И те и другие, если их супруги не возражали, могли взять себе наложников, чей материальный статус был ниже их собственного. Главным моментом во всем этом разноголосии проявлений было договориться между собой и достойно обеспечить детей просом, рыбой и, при особенной благосклонности богов, определить их в Дом Табличек, где детей обучали языкам, письму, мифологии и законам.
5
– Разве не решено уже, что Иранна станет женой Галлы? – с сомнением в собственной осведомленности и в том, что это вообще стоит произносить, спросила Амина, выбираясь из чертога Ои.
В ней, несмотря на неприкасаемый, почти священный статус, проскальзывало что-то детское, девчачье в невидимых порывах доказать, как на самом деле светла жизнь сквозь бремя, которое платят люди за сокровища эмоциональности.
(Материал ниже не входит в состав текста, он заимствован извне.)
PR #1004, opened 2020-06-20
feat(graphql-api): custom typings for authenticated-resolver

TeNNoX:
I'm using it with nexus.js.org and it would break the types because it says 'any' for all of them.

### DIFF
--- a/packages/graphql-api/src/utils/authenticated-resolver.ts
+++ b/packages/graphql-api/src/utils/authenticated-resolver.ts
@@ -1,8 +1,8 @@
-export const authenticated = (func: any) => async (
-  root: any,
-  args: any,
-  context: any,
-  info: any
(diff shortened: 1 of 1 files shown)


packages/graphql-api/src/utils/authenticated-resolver.ts
```diff
@@ -1,8 +1,8 @@
-export const authenticated = (func: any) => async (
-  root: any,
-  args: any,
-  context: any,
-  info: any
+export const authenticated = <R, A, C, I, T>(func: (root: R, args: A, context: C, info: I) => T | Promise<T>) => async (
```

– Им нужно обратить это в подобие законности. Популярность их в народе не безгранична.
– Почему же они так уверены, что победит их сын?
– Потому что на турнир не допустят сколько-нибудь сильных соперников.
Амина вскинула на Арвиума темные глаза. Всеми любимый военачальник, без труда завладевающий чьим угодно вниманием. Кто, как не он, должен победить, невзирая на свое невразумительное происхождение? Статный воин с лицом в темном обрамлении локонов, демонстрирующий крепость жил и подкашивающий изгиб губ. Его земная суть через балдахин прошедшего таинства и собственной непознанности плотского наслаждения вызвали у Амины невнятное чувство беспомощности и упивание им.